This analysis continues the Speedskating Santa Barbara top speed analysis by exploring the wind drag coefficient in some detail. My previous analysis took into account the velocity dependence of the drag force but assumed that the drag coefficient remained constant while the skater varied his other parameters. This page will explore the improvment which could come from properly exploiting the drag coefficient itself. (See alsorecent drag-reduction items) Here I will identify three items of importance:
1: The skater's cross-sectional area facing the wind (the "in your face" force).
2: The aspect ratio of the skater or his degree of being streamlined (be a fish, not a brick).
3: Skating "in the dip" or the "get off my back" effect to exploit the drag minimum.
First I will review some basic aerodynamics then present my interpretation in the Summary at the end.
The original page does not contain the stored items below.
PR #370, opened 2020-01-31
🐞 IE11 Line Diagram | Height of certain elements is wrong

thecristen:
#### Summary of changes
**Asana Ticket:** [🐞 IE11 Line Diagram | Height of certain elements is wrong](https://app.asana.com/0/385363666817452/1159531751432030/f)

Tweaks some of the markup and styles to ensure consistency between how the line diagram looks in IE11 and other browsers.

### DIFF
--- a/apps/site/assets/ts/schedule/components/line-diagram/SingleStop.tsx
+++ b/apps/site/assets/ts/schedule/components/line-diagram/SingleStop.tsx
@@ -143,12 +143,19 @@ const StopBranchLabel = (stop: RouteStop): JSX.Element | null =>
   ) : null;
 
 const StopGraphic = (isOrigin = false, isTerminus = false): JSX.Element => {
-  let yPosition = "-32px";
-  if (isTerminus) {
-    yPosition = isOrigin ? "-66px" : "32px";
+  // this hardcoded position will be shown in IE, otherwise overwritten by CSS
+  let yPosition = "32px";
+  if (isTerminus && isOrigin) {
+    yPosition = "-3px";
   }
   return (
-    <svg viewBox="0 10 10 10" className="m-schedule-diagram__line-stop">
+    <svg
+      viewBox="0 10 10 10"
+      preserveAspectRatio="xMidYMin slice"
+      width="100%"
+      height="10px"
+      className="m-schedule-diagram__line-stop"
+    >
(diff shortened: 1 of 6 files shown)


apps/site/assets/ts/schedule/components/line-diagram/SingleStop.tsx
```diff
@@ -143,12 +143,19 @@ const StopBranchLabel = (stop: RouteStop): JSX.Element | null =>
   ) : null;
 
 const StopGraphic = (isOrigin = false, isTerminus = false): JSX.Element => {
-  let yPosition = "-32px";
-  if (isTerminus) {
-    yPosition = isOrigin ? "-66px" : "32px";
+  // this hardcoded position will be shown in IE, otherwise overwritten by CSS
+  let yPosition = "32px";
+  if (isTerminus && isOrigin) {
```
digitalcora: Could a stop ever be an origin without being a terminus?

apps/site/assets/ts/schedule/components/line-diagram/SingleStop.tsx
```diff
@@ -143,12 +143,19 @@ const StopBranchLabel = (stop: RouteStop): JSX.Element | null =>
...
   return (
-    <svg viewBox="0 10 10 10" className="m-schedule-diagram__line-stop">
+    <svg
+      viewBox="0 10 10 10"
+      preserveAspectRatio="xMidYMin slice"
+      width="100%"
+      height="10px"
+      className="m-schedule-diagram__line-stop"
+    >
       <circle r={`${isTerminus ? "5" : "4"}`} cx="50%" cy={yPosition} />
```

Much of the material on this page was inspired by the Princeton University Aerodynamics website and most of the figures on this page are mirrored from the Princeton site:

[Princeton U.: Aerodynamics of Bicycles , Drag of Blunt Bodies and Streamlined Bodies]
Starting with the basics, I Quote from Princeton: " When the drag is dominated by viscous drag, we say the body is streamlined, and when it is dominated by pressure drag, we say the body is bluff. Whether the flow is viscous-drag dominated or pressure-drag dominated depends entirely on the shape of the body. A streamlined body looks like a fish, or an airfoil at small angles of attack, whereas a bluff body looks like a brick, a cylinder, or an airfoil at large angles of attack. For streamlined bodies, frictional drag is the dominant source of air resistance. For a bluff body, the dominant source of drag is pressure drag. For a given frontal area and velocity, a streamlined body will always have a lower resistance than a bluff body. For example, the drag of a cylinder of diameter 'D' can be ten times larger than a streamlined shape with the same thickness (see figure 1). Cylinders and spheres are considered bluff bodies because at large Reynolds numbers the drag is dominated by the pressure losses in the wake. "

So I would consider a skater standing up to be BLUFF while a skater bending down so that his head, shoulders, and torso all point straight ahead would be more (but not fully) STREAMLINED.

Figure 1. Drag coefficients of blunt and streamlined bodies.

The drag coefficient and Reynolds Numbers formulas on the right side of Figure 1 are from the Team Arian website: [Team Ariane Aerodynamics Formulas] and will be used shortly.
Note from figure one that the drag coefficient is about constant for the circular and elliptical shapes until we get near the dip where the stick skater appears. Then the drag coefficient drops sharply at a particular Reynolds Number of about 5*10^5 to 10^6. Where is the skater in terms of Reynolds Number? Suppose his speed is 30 mph = 44 feet per sec = 14-15 meters per second. From the Ariane handy formula for Re on Figure 1, the skater's dimension : t ~ Re/( 70000*v) yields
t ~(5*10^5 - 10^6)/((70000)*(14-15)) so, finally, t ~ 0.5 - 1.0 meters or about 1.5 - 3 feet. If a skater looked like a circular or elliptical cylinder and were travelling at 30mph, he would be at the minimum drag ("in the dip") at 1x to 2x his size.

Figure 2. Drag coefficient as a function of Reynolds number for smooth circular cylinders and smooth spheres.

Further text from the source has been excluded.